Now with 5 covid vaccine shots/boosters altering my DNA :P
(Score: 0) by Anonymous Coward on Sunday November 04 2018, @01:43PM
No, expectations are low, but not this low.
This seems a very specialized drug with use only in a few authorized instances. Not much profit there.
So why would a profit driven drug company choose this path?
Perhaps the cash flow expectations inside the company included expected unauthorized uses.
It's one thing for a health care company to do their fiducial duty choose max profit over max health.
(Like making something a chronic condition instead of a cured condition.)
It's a whole 'nuther level to choose a profit path which has a negative health benefit.
(That's game plan more expected from nicotine delivery systems. Those folks are relatively honest about what they do.)
I have no clue if this is the case, but given what opioids have already done and a President interested in the area, it seems strange that his administration would head this way.
(Score: 1, Flamebait) by Rich26189 on Sunday November 04 2018, @03:19PM
"Score: 2, Insightful"?
Maybe "1, redundant". Has this never happened prior to Jan. 2017?
(Score: 1, Insightful) by Anonymous Coward on Sunday November 04 2018, @11:04AM (2 children)
I have to almost beg for painkillers when i need them perhaps once every 2 years as my doctor is afraid of the feds, and have to almost give DNA to get Pseudoephedrine from the local store.
(Score: 0) by Anonymous Coward on Sunday November 04 2018, @06:34PM (1 child)
Of course. Some people who desperately need painkillers, who now can't get them, will turn to street drugs. Many of those people will be caught, tried, sentenced, and perhaps even locked up.

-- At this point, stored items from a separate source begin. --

PR #1071, opened 2015-11-24
Yadda Part 1 - V1

drosholt:
I went a little overboard with the comments, but it was in good fun.


yadda/yadda.sql
```diff
@@ -0,0 +1,134 @@
...
+CREATE ROLE yadda_ui WITH LOGIN PASSWORD 'yaddayaddayadda' IN ROLE yadda_rw;
+COMMENT ON ROLE yadda_rw IS 'Inheritable role for reading/writing/deleting data on the system.';
+COMMENT ON ROLE yadda_ui IS 'Login role for the user interface to interact with the system.';
+
+CREATE SCHEMA yadda;
+GRANT USAGE ON SCHEMA yadda TO yadda_ro;
+GRANT USAGE ON SCHEMA yadda TO yadda_rw;
+COMMENT ON SCHEMA yadda IS 'Contains all read-writable data maintained by via the Yadda web site.';
+
+CREATE OR REPLACE FUNCTION yadda.set_updated_timestamp()
```
incazteca: function name could just be `update_timestamp()`

yadda/yadda.sql
```diff
@@ -0,0 +1,134 @@
...
+END;
+$$;
+
+CREATE TABLE yadda.breweries (
+  id SERIAL PRIMARY KEY,
+  name TEXT NOT NULL,
+  address TEXT NOT NULL,
+  description TEXT NOT NULL,
+  founding_year INTEGER CONSTRAINT valid_founding_year CHECK (founding_year >= 725) NOT NULL,
+  insert_user_id INTEGER NOT NULL,
```
incazteca: Rename this field to `created_by` and the update to `updated_by`. It's easier to understand and used in many other tables.

yadda/yadda.sql
drosholt: I was a little less concise because I wanted to make it clear that the field that I was updating was the "update_timestamp" (oops typo, it's update, not udpated)

yadda/yadda.sql
```diff
@@ -0,0 +1,134 @@
...
+  update_user_id INTEGER NOT NULL,
+  insert_timestamp TIMESTAMP DEFAULT CURRENT_TIMESTAMP NOT NULL,
```
incazteca: Rename this field to `created_at` and `updated_at`. These are field names that are commonly used for these situations. Also they're rails defaults.

yadda/yadda.sql
```diff
@@ -0,0 +1,134 @@
...
+  RETURN NEW;
+END;
+$$;
+
+CREATE TABLE yadda.breweries (
+  id SERIAL PRIMARY KEY,
+  name TEXT NOT NULL,
+  address TEXT NOT NULL,
+  description TEXT NOT NULL,
+  founding_year INTEGER CONSTRAINT valid_founding_year CHECK (founding_year >= 725) NOT NULL,
```
incazteca: Should probably have the validation of the founding year be done in the application and not in the database.

yadda/yadda.sql
```diff
@@ -0,0 +1,134 @@
...
+  insert_user_id INTEGER NOT NULL,
+  update_user_id INTEGER NOT NULL,
+  insert_timestamp TIMESTAMP DEFAULT CURRENT_TIMESTAMP NOT NULL,
+  update_timestamp TIMESTAMP NOT NULL
+);
+GRANT SELECT ON yadda.breweries TO yadda_ro;
+GRANT ALL PRIVILEGES ON yadda.breweries TO yadda_rw;
+REVOKE TRUNCATE ON yadda.breweries FROM yadda_rw;
+
+COMMENT ON CONSTRAINT valid_founding_year ON yadda.breweries IS 'Brewery must not be older than Weihenstephan, the oldest brewery.  As an aside, they have an excellent Hefeweissbier.';
```
incazteca: Let the application deal with this.

yadda/yadda.sql
drosholt: That's fair.  We should be clear that you're stating ruby standards.  Other systems use other, but similar names (these names are some that I've used in the past, because it avoided certain kinds of name conflicts).

yadda/yadda.sql
```diff
@@ -0,0 +1,134 @@
...
+
+CREATE TRIGGER test_table_update_timestamp
+  BEFORE UPDATE OR INSERT ON yadda.breweries
+  FOR EACH ROW EXECUTE PROCEDURE yadda.set_updated_timestamp();
+GRANT USAGE ON yadda.breweries_id_seq TO yadda_rw;
+
+CREATE TABLE yadda.brews (
+  id SERIAL PRIMARY KEY,
+  brewery_id INTEGER NOT NULL REFERENCES yadda.breweries,
+  style TEXT NOT NULL,
```
incazteca: Look into normalizing the styles.

yadda/yadda.sql
```diff
@@ -0,0 +1,134 @@
...
+  description TEXT NOT NULL,
+  year INTEGER NOT NULL CONSTRAINT valid_brewing_year CHECK (year >= -7000),
```
incazteca: If you're checking against negative years you probably should have to include a table to specify what calendar era the year belongs to.

yadda/yadda.sql
```diff
@@ -0,0 +1,134 @@
...
+GRANT USAGE ON yadda.brews_id_seq TO yadda_rw;
+
+
+CREATE TABLE yadda.users (
+  id SERIAL PRIMARY KEY,
+  first_name TEXT NOT NULL,
+  last_name TEXT NOT NULL,
+  address TEXT NOT NULL,
+  email_address TEXT NOT NULL,
+  birth_date DATE NOT NULL CONSTRAINT valid_birth_date CHECK (birth_date >= '1899-07-06') CONSTRAINT can_drink CHECK (birth_date <= now() - interval '21 years'),
```
incazteca: We'll allow Susannah to become a member but not 18 year olds who are of legal drinking age, at least outside of the US. Also though we can do these constraints in the application.

yadda/yadda.sql
```diff
@@ -0,0 +1,134 @@
...
+  BEFORE UPDATE OR INSERT ON yadda.brews
+  FOR EACH ROW EXECUTE PROCEDURE yadda.set_updated_timestamp();
+GRANT USAGE ON yadda.brews_id_seq TO yadda_rw;
+
+
+CREATE TABLE yadda.users (
+  id SERIAL PRIMARY KEY,
+  first_name TEXT NOT NULL,
+  last_name TEXT NOT NULL,
+  address TEXT NOT NULL,
```
incazteca: Could probably normalize this field in future iterations if we want to allow a user to have more than one address or address type. However, this is not needed now.

yadda/yadda.sql
drosholt: Of course.  All of these constraints belong in the application.  But that wouldn't have been any fun.

yadda/yadda.sql
```diff
@@ -0,0 +1,134 @@
...
+  insert_user_id INTEGER NOT NULL,
+  update_user_id INTEGER NOT NULL,
+  insert_timestamp TIMESTAMP DEFAULT CURRENT_TIMESTAMP NOT NULL,
+  update_timestamp TIMESTAMP NOT NULL
+);
+GRANT SELECT ON yadda.users TO yadda_ro;
+GRANT ALL PRIVILEGES ON yadda.users TO yadda_rw;
+REVOKE TRUNCATE ON yadda.users FROM yadda_rw;
+
+COMMENT ON COLUMN yadda.users.address IS 'User''s full address, including their state, zip code, country, etc - whatever is applicable for their region.';
```
incazteca: `COMMENT` is not a command in SQL standard so just in the future keep in mind that if you want to comment your SQL files to just use `--`.

yadda/yadda.sql
```diff
@@ -0,0 +1,134 @@
...
+
+CREATE TRIGGER test_table_update_timestamp
+  BEFORE UPDATE OR INSERT ON yadda.users
+  FOR EACH ROW EXECUTE PROCEDURE yadda.set_updated_timestamp();
+GRANT USAGE ON yadda.users_id_seq TO yadda_rw;
+
+
+CREATE TABLE yadda.ratings (
+  id SERIAL PRIMARY KEY,
+  user_id INTEGER NOT NULL REFERENCES yadda.users (id),
```
incazteca: The `(id)` portion is not necessary since it'll assume that you're referencing based on the primary key.

yadda/yadda.sql
drosholt: But that has entirely different semantics.  Using -- is a comment in the file and has no impact on the database.  COMMENT actually records something in the database.  I definitely had fun with the comments, but I only put them in because the requirements were specifically for a PostgreSQL database.

incazteca:
@drosholt Please clean up the PR so that only the relevant files are in the diff. Also please update the field names for who created and updated the record as well as when it was created or updated. Also a lot of those validations such as those for valid years and drinking age can be handled by the application. The validations for the ratings though are fine so those can stay.

I would like to see this resubmitted with a version that addresses the issues commented on. You'll also need to set cascades so that there is proper handling of deletion of records.

paulghaddad:
@drosholt Please take a look at Franco's comments and submit a second iteration.

PR #1072, opened 2015-11-25
init solution

Dwin357:
Hey jmm,

Here is an initial baseline solution to the problem.  I still need to fiddle around with it to implement syntactic matching (weight == weight_in_pounds; carnivore true for insectivore and piscivore; et cetera) and probably clean up the display a bit (also go over the read me again to make sure I'm not missing anything user requests).

Please let me know if you want me to push this exercise in any particular direction,
Thanks!
-dwin


jmmastey:
Mostly mechanical notes added inline :)

dino_catalog/dasController.rb
```diff
@@ -0,0 +1,45 @@
+
```
jmmastey: Filenames in ruby should be underscore cased. `class DasController` => `das_controller.rb`.

jmmastey: This is because autoloading in frameworks like Rails does a bunch of standard conversions, including caps-to-underscores.

dino_catalog/dasController.rb
```diff
@@ -0,0 +1,45 @@
...
+
```
jmmastey: Don't leave blank lines at the beginning of files.

dino_catalog/dasController.rb
```diff
@@ -0,0 +1,45 @@
...
+require_relative "dasLogic"
+require_relative "dasView"
+require_relative "dasTable"
+
+class DasController
```
jmmastey: This classname is somewhat ambiguous. I keep reading this as german ("the controller", though wouldn't that be der controller? what is the gender of a controller?), but I'd expect this to either just be called `Controller`, or even better, something more particular.

dino_catalog/dasController.rb
```diff
@@ -0,0 +1,45 @@
...
+	def initialize
+		@table = DasTable.new
```
jmmastey: Use spaces, not tabs. Your editor should be configurable for this.

dino_catalog/dasController.rb
```diff
@@ -0,0 +1,45 @@
...
+		@view = DasView.new
+	end
+
+	def run
+		@view.greeting_display
+		command = ["help"]
```
jmmastey: ?

Oh, this is the part you're still working on. Make sure the grabbing of user input is in its own method.

dino_catalog/dasController.rb
```diff
@@ -0,0 +1,45 @@
...
+		end
+	end
+
+
+
+
+end
+
+defacto = DasController.new
+defacto.run
```
jmmastey: Good choice of separating the runner from the library itself.

dino_catalog/dasLogic.rb
```diff
@@ -0,0 +1,16 @@
+module DasLogic
+
+	def select(list, column_name, value)
+		list.select{ |dino| dino[column_name] == value}
+	end
+
+	def search(args)
```
jmmastey: This is probably best as a `.map`, `.select`, or `.all?`. Some structure that doesn't involve holding extra local variables (`list` in this case).

dino_catalog/dasLogic.rb
```diff
@@ -0,0 +1,16 @@
...
+		list = @table
+		args.each do |arg|
+			search = arg.split(":")
```
jmmastey: This logic (that search parameters are `field:value` is probably only necessarily relevant in the runner (above). That means that it probably doesn't belong in the non-console-driven code, such as here. By the time we call search, we probably already should have converted into `key => value` form. Also, not sure how this will work with `.big?` type queries.

dino_catalog/dasLogic.rb
```diff
@@ -0,0 +1,16 @@
...
+			list = select(list, search[0], search[1])
+		end
+		return list
```
jmmastey: Explicit return is not necessary here, skip it. Even better, if you can convert the entire body of this method into `@table.select do`, it will even easier to read:

```
def search(args)
  @table.select do |record|
    # match all filters
  end
end
```

dino_catalog/dasLogic.rb
```diff
@@ -0,0 +1,16 @@
+module DasLogic
+
+	def select(list, column_name, value)
+		list.select{ |dino| dino[column_name] == value}
+	end
+
+	def search(args)
+		list = @table
```
jmmastey: I'm conflicted about having the `@table` ivar here. Generally ivars become problematic quickly (so for instance you couldn't use this module in any other class that doesn't implement `@table`. If there were an obvious way to get rid of it I'd suggest that.

dino_catalog/dasScanner.rb
```diff
@@ -0,0 +1,32 @@
+require 'csv'
```
jmmastey: Again, good that this class is just loading, and the previous class is just searching. Good composition.

dino_catalog/dasScanner.rb
```diff
@@ -0,0 +1,32 @@
...
+module DasScanner
```
jmmastey: Same comments on naming as above.

dino_catalog/dasScanner.rb
```diff
@@ -0,0 +1,32 @@
...
+
+	def set_table
```
jmmastey: This method does modify data, and so I think a verb-ish name makes sense. But I'm not sure `set_table` captures it accurately. If I read that name without much context, I would definitely not guess that it was loading several CSVs. What name more accurately captures the work that happens in here?

dino_catalog/dasScanner.rb
```diff
@@ -0,0 +1,32 @@
...
+		Dir['./dino_fact_csvs/*'].each do |csv_file_path|
+    	i = 0
+    	headers = ""
```
jmmastey: CSV includes an option for `include_headers`, use that instead. The `i = 0` etc stuff is not wrong, or expensive, but it muddies up what this method is actually doing -- loading records.

dino_catalog/dasScanner.rb
```diff
@@ -0,0 +1,32 @@
...
+	    	if i == 0
+	    		headers = line
+	    		self.update_headers(line)
+	    	else
+	    		self.add_line(line, headers)
+	    	end
+	    	i += 1
+	    end
+		end
+	end
```
jmmastey: Note here that the CSV headers are not just different in capitalization. There are several places where the data is incompatible. Handling and standardizing that data is probably the only big logic change that's necessary right now.

dino_catalog/dasLogic.rb
```diff
@@ -0,0 +1,16 @@
+module DasLogic
+
+	def select(list, column_name, value)
+		list.select{ |dino| dino[column_name] == value}
+	end
```
jmmastey: You may eventually want to move towards a model for the dinosaurs themselves, if they start to gain more behavior than just values.

dino_catalog/dasScanner.rb
```diff
@@ -0,0 +1,32 @@
...
+
+	def update_headers(new_headers)
+		@headers = new_headers.map(&:upcase) | @headers
```
jmmastey: I'm not sure what you're using unary-or for here. To grab the super-set of all headers you receive? You should probably be controlling what headers exist.

dino_catalog/dasScanner.rb
```diff
@@ -0,0 +1,32 @@
...
+	end
+
+	def add_line(line, headers)
+		dino = {}
+		headers.each_with_index do |header, i|
+			dino[header] = line[i]
+		end
```
jmmastey: The CSV `include_headers` flag will subsume all this code. Yay!

dino_catalog/dasScanner.rb
```diff
@@ -0,0 +1,32 @@
...
+		@table << dino
```
jmmastey: This is the third file between which the `@table` ivar is split so far. If you changed the name of that var, you'd have to change at least three files so far. That's dangerous amounts of coupling.

jmmastey: For a better approach, have the `load_table` method _return_ an array of dinosaurs, and have the controlling class assign that into variables as it sees fit.

dino_catalog/dasTable.rb
```diff
@@ -0,0 +1,19 @@
+require_relative "dasScanner"
```
jmmastey: Not sure why this is required but not `logic`

dino_catalog/dasView.rb
```diff
@@ -0,0 +1,30 @@
+class DasView
+
+	def header_display(headers)
+		headers.each do |header|
+			puts header
+		end
+	end
```
jmmastey: Probably just `puts headers.join("\n")`

dino_catalog/dasView.rb
```diff
@@ -0,0 +1,30 @@
...
+
+	def dinoFullDisplay(dinos)
+		dinos.each do |dino|
+			dino.each do |k, v|
+				print "#{k}: #{v} "
+			end
+			puts
+		end
+	end
```
jmmastey: This may be hard to read (and include lots of empty values). If you do end up with a dino class, add a `to_s` to that class that returns the string representation of that dino.

dino_catalog/dasView.rb
```diff
@@ -0,0 +1,30 @@
...
+
+	def options_display
+		puts "-h or help: access this help menue"
+		puts "-e or exit: exit the program"
+		puts "-l or list: view a list of all dinos"
+		puts "-c or categories: view a list of all search categories"
+		puts "-s or search category:<term> category:<term>... : view a filtered list of dinos"
+	end
```
jmmastey: This seems to duplicate logic that lives in the driver itself. It probably belongs in that file.

dino_catalog/dasView.rb
```diff
@@ -0,0 +1,30 @@
...
+
+	def greeting_display
+		puts "Welcome to Di-Facto, your presumed source for prehistoric points of interest"
+	end
```
jmmastey: <3 this title :D

Dwin357:
hey joe,
funny how the more you do the less your imagination is able to prop up your ego with honey-talk of what "might be".  this is definitely a stronger composition, but there are a lot of near replications which I can't seem to factor out; particularly in the class methods of the dinosaur obj.

please let me know what you think; feedback from last time resulted in quite a jump and I am curious to see what happens next.
-dwin

dino_catalog/dino_catalog.rb
```diff
@@ -0,0 +1,65 @@
+require 'csv'
+require 'json'
+require_relative "dino_saur"
+
+class DinoCatalog
+  attr_reader :dino_collection
```
jmmastey: Tend to prefer names that don't include the datatype of the thing. So, `dinoaurs` > `dino_collection`.

dino_catalog/dino_catalog.rb
```diff
@@ -0,0 +1,65 @@
...
+                  converters: :numeric, 
+                  headers: true,
+                  :header_converters => lambda {|h| h.downcase}
+                  ) do |row|
+        args = DinoSaur.construct_arguments(row)
+        rtn << DinoSaur.new(args)
+      end
+    end
+    rtn
+  end
```
jmmastey: Generally, if you see a method that initializes a variable, then does a loop, then returns that variable, it can be refactored into `inject`, `map`, or `each_with_object`. After considering for a moment, I think the right one here is `each_with_object`:

```
def build_collection(files = Dir['./dino_fact_csvs/*'])
  files.each_with_object([]) do |file, dinos|
    CSV.foreach(file, CSV_HEADERS) do |row|
      dinos << Dinosaur.from_row(row)
    end
  end
end

File: dino_catalog/dino_catalog.rb [hunk 27]
```diff
@@ -0,0 +1,65 @@
...
+
+  def big_dinosaurs(collection = dino_collection)
+    collection.select(&:is_big?)
+  end
```
jmmastey: Generally speaking, if you see a bunch of methods with a common prefix or suffix, it's an indication that you need to extract an object. In this case, I think Dinodex _is_ that object, so instead you can probably just drop the suffix. Good use of .select, btw.

As a nitpicky point, it'd be nice if I could chain these (`.carnivorous.bipeds`), which would require that you return another dinodex instance.

dino_catalog/dino_catalog.rb
```diff
@@ -0,0 +1,65 @@
...
+      end
+    end
+    collection
+  end
+
+  ####  class methods  ####
+
+  def self.collection_to_json(collection)
+    collection.map {|d| DinoSaur.hash_dino(d) }.to_json
+  end
```
jmmastey: Change the `Dinosaur#hash_dino` method so that instead Dinosaur defines `.to_h`. It's more idiomatic, and you can change this entire method to:

```
def self.to_json(collection = dinosaurs)
  collection.to_json
end

File: dino_catalog/dino_catalog.rb [hunk 29]
```diff
@@ -0,0 +1,65 @@
...
+        collection = collection.select{ |d| d.has_attribute_value?(katagory, value)}
+      elsif DinoSaur::RECOGNIZED_CSV_COLUMN_HEADERS.include?(katagory)
+        attribute = DinoSaur.look_up_attribute_by_csv_header(katagory)
+        collection = collection.select{ |d| d.has_attribute_value?(attribute, value)}
+      else
+        collection = collection.select{ |d| d.has_additional_info_value?(katagory, value)}
+      end
+    end
+    collection
+  end
```
jmmastey: This method is more complex than I'd like to see. Overall, I think what's happening here is that a lot of this logic belongs in Dinosaur. I know this because six lines in this method call stuff on the Dinosaur model (three of them by classname explicitly).

If we pulled the search matching of a single criterion into Dinosaur, the method would look like this:

```
def search(terms)
  collections.select do |dinosaur|
    terms.all? { |field, value| dinosaur.match(field, value) }
  end
end
```

I think this makes sense because this method then just controls the logic of matching the entire collection. I'm tempted to wonder whether even the `.all?` stuff belongs in the Dinosaur class, but I think it would make way less difference.

jmmastey:
Overall comment on this last round: explicit `self.` is fine. Some folks don't like it, I think it actually removes some bugs. If there were a counter-argument, it would be that it makes the Extract Method pattern harder, and I do love that pattern lots.

dino_catalog/dino_command_line_interface.rb
```diff
@@ -0,0 +1,93 @@
...
+          end
+          if filter_criteria.include?("-b") || filter_criteria.include?("big")
+            collection = dino_catalog.big_dinosaurs(collection)
+          end
+          if filter_criteria.include?("-2") || filter_criteria.include?("biped")
+            collection = dino_catalog.biped_dinosaurs(collection)
+          end
+        end
+        display_collection(collection)
+
```
jmmastey: This chunk is big. Pull it into a method. Ditto the one below.

dino_catalog/dino_command_line_interface.rb
```diff
@@ -0,0 +1,93 @@
...
+      when "-s", "search"
+        search_terms = parse_search_terms(command[1..-1])
+        display_collection(
+          dino_catalog.search(search_terms)
+        )
+      end
+      print "Dino Request: "
+      command = gets.chomp.split(" ")
+    end
+  end
```
jmmastey: There might be some library to do these command line args, but this is at least very clear, and that counts for a lot. If you wanted to break it down further (since it's a big method), the way to do it would be to write a configuration block at the top:
```
COMMANDS = [
  { flag: "2", label: "biped", filter: :biped_dinosaurs },
  ...

]
```

And then your game loop basically just looks up the relevant line, applies the filter, and then displays. I don't think you need to here, though, just food for thought.

dino_catalog/dino_command_line_interface.rb
```diff
@@ -0,0 +1,93 @@
...
+
+  def parse_search_terms(search_terms)
+    rtn = {}
+    search_terms.each do |term|
+      search_pair = term.split(":")
+      rtn[search_pair[0].downcase] = search_pair[1].downcase
+    end
+    rtn
+  end
```
jmmastey: See above about initialize-loop-return. See if you can break this one into another `.each_with_object`.

dino_catalog/dino_command_line_interface.rb
```diff
@@ -0,0 +1,93 @@
...
+    puts "-h or help: access this help menue"
+    puts "-e or exit: exit the program"
+    puts "-l or list: view a list of all dinos"
+    puts "-b or big: view a list of dino >= 4000lb"
+    puts "-c or carnivorus: view a list of all non-plant eating dinosaurs"
+    puts "-2 or biped: view a list of all bipedal dinosaurs"
+    puts "-p or period <period>: view a list of dinosaurs from the <period> period"
+    puts "-f or filter <big/biped/carnivorus or their abbreviations>: view a listed filtered by all included criteria"
+    puts "-s or search category:<term> category:<term>... : view a list of dinos filtered by search criteria"
+  end
```
jmmastey: In the world where you had a configuration block, this would probably roll into it. Seems fine as-is. The counter-argument would be that if you changed any arg, you'd probably forget to update it here.

dino_catalog/dino_command_line_interface.rb
```diff
@@ -0,0 +1,93 @@
...
+
+  def greeting_display
+    puts "Welcome to Di-Facto, your presumed source for prehistoric points of interest"
+  end
+
+  private
+  attr_reader :dino_catalog
```
jmmastey: I'm not sure this has an effect. Have you tried it? Anyway, it might be okay to have the catalog readable from the outside.

dino_catalog/dino_saur.rb
```diff
@@ -0,0 +1,143 @@
...
+    self.period && self.period.downcase.include?(period.downcase)
+  end
+
+  def has_attribute_value?(dino_attribute, value)
+    self.send(dino_attribute).downcase == value.downcase
+  end
+
+  def has_additional_info_value?(additional_info_catagory, additional_info_value)
+    self.additional_info && self.additional_info.has_key?(additional_info_catagory) && self.additional_info[additional_info_catagory].include?(additional_info_value)
+  end
```
jmmastey: I find this method a bit confusing. Probably worth refactoring.

dino_catalog/dino_saur.rb
```diff
@@ -0,0 +1,143 @@
...
+          if v
+            rtn << "#{k}: #{v}"
+          end
+        end
+      else
+        rtn << "#{attribute.to_s[1..-1]}: #{self.instance_variable_get(attribute)}"
+      end
+    end
+    rtn.compact.join(", ") + "\n\n"
+  end
```
jmmastey: Define `.to_h` and then just use `.to_h.map` here.

dino_catalog/dino_saur.rb
```diff
@@ -0,0 +1,143 @@
...
+    when "weight", "weight_in_lbs"
+      "weight"
+    when "carnivore", "diet"
+      "diet"
+    when "walking"
+      "locomotion"
+    when "period"
+      "period"
+    end
+  end
```
jmmastey: So remember at the top where I said that a repeated prefix often meant that there's an object to be extracted? This is that case. The Dinosaur's logic should be concerned in this case with storing attributes and matching them. The logic for standardizing incoming data belongs elsewhere. By these method names, in some sort of parser, though I'm not sure that's the right term.

One way to think of it is this: If I give you another CSV file, or a JSON one, there's no good reason why the logic of the `Dinosaur` class should change. On the other hand, a Parser class would make sense to change in this situation.

dino_catalog/dino_saur.rb
```diff
@@ -0,0 +1,143 @@
...
+
+  def self.parse_name(csv_table_row)
+    possible_headers = ["name", "genus"]
+    DinoSaur.general_parser(possible_headers, csv_table_row).downcase
```
jmmastey: Since these methods are static, go back to using self rather than the class name.

Also, since several methods look like this, I would expect to see something closer to:

```
self.extract_value(["name", "genus"]).downcase
```

Though, I think it might be possible to do:

```
(row["name"] || row["genus"] || "no data").downcase
```

and remove extra indirection from these methods.

dino_catalog/dino_saur.rb
```diff
@@ -0,0 +1,143 @@
...
+  def self.parse_additional_info(csv_table_row)
+    unrecognized_fields = csv_table_row.headers - RECOGNIZED_CSV_COLUMN_HEADERS
+    if !unrecognized_fields.empty?
+      additional_info = {}
+      unrecognized_fields.each do |header|
+        additional_info[header] = csv_table_row[header].downcase if csv_table_row[header] 
+      end  
+      additional_info
+    end
+  end
```
jmmastey: Ohhh, now I get the unrecognized thing. This is pretty clever :)

If you're wrapping most of the method in an if, use a short-circuit return instead:

`return {} if unrecognized_fields.empty?`

Otherwise, you have another initialize-loop-return sequence that's asking for refactoring.

dino_catalog/dino_saur.rb
```diff
@@ -0,0 +1,143 @@
...
+
+  def self.hash_dino(dino_instance)
+    dino_hash = {}
+    dino_instance.instance_variables.each do |attribute|
+      next if !dino_instance.instance_variable_get(attribute)
+      dino_hash[attribute.to_s[1..-1]] = dino_instance.instance_variable_get(attribute)
+    end
+    dino_hash
+  end
```
jmmastey: See above, the idiomatic way to do this in ruby is an instance method `.to_h`

jmmastey:
To your note on `is_foo?` versus `foo?`, I think in this case they read a little better. Rubocop wants the other form because when you do testing you can use magical matchers if they're formatted the other way (`expect(dinosaur).to be_carnivore`).

jmmastey:
Closing this one since it has tons of closed comments on it. Feel free to re-open.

There is a vast police system, court system, probation system, and jail system. To keep having a "need" to exist, these systems need bodies to process. Your body will do just as well as any other. These systems are government jobs programs.
-- Ayn Rand, Atlas Shrugged
(Score: 0) by Anonymous Coward on Sunday November 04 2018, @08:35PM
Plus, the people who turn to the black market are unable to be certain of the potency or composition of the product they purchase. So they become at risk for overdose when they were just looking for pain relief. If capitalism could solve this problem (i.e. Ayn Rand), black markets wouldn't have problems with product quality that lead to overdose deaths. An organized working class democratically controlling the means of production and governance is the only social force can guarantee safe access to quality pain relief drugs.
The manufacture of criminals, such as with prohibition laws, is an artifact of capitalism, and it serves the interests of the capitalist elite who run for-profit prisons, among other industries. Atlas Shrugged is nothing more than political fantasy. Real political change requires a scientific study of history.
(Score: 3, Insightful) by MichaelDavidCrawford on Sunday November 04 2018, @06:01PM
If there's a campaign donation, then there's a need.